# What you need to do
A single number is expected: the count of lines in the entries below that contain "psst".

[Stored data entries]
PR #631, opened 2025-06-13
Add playlist info

SO9010:
This PR aims to add the playlist image, description and owner to the top of the playlist, much like on the top of Albums and Artists. This will be useful when users have been implemented so we can allow the user to navigate to other users by clicking on the username.

### DIFF
--- a/psst-gui/src/ui/playlist.rs
+++ b/psst-gui/src/ui/playlist.rs
@@ -436,8 +436,7 @@ fn playlist_info_widget() -> impl Widget<WithCtx<Playlist>> {
         .lens(Ctx::data())
         .clip(Size::new(size, size).to_rounded_rect(4.0));
 
-    let owner_label = Label::dynamic(|p: &Playlist, _| p.owner.display_name.as_ref().to_string())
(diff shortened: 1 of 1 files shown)


SO9010:
Hey could you check this out #630 should get merged before this one. This is the start to being able to add the ability to view users

SO9010:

# Answer section
2